• [Exercise instructions]: Only the lines with the string "behavior" are needed; return each of them from the entries below.

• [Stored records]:
PR #881, opened 2023-02-09
feat: new claimsService and new merge behavior

marcoreni:
Closes/fixes

### Checklist

First chunk of #877 splitting. This PR introduces the new merge behavior and moves all the claims related logic inside a dedicated service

• [Your response]:
feat: new claimsService and new merge behavior
First chunk of #877 splitting. This PR introduces the new merge behavior and moves all the claims related logic inside a dedicated service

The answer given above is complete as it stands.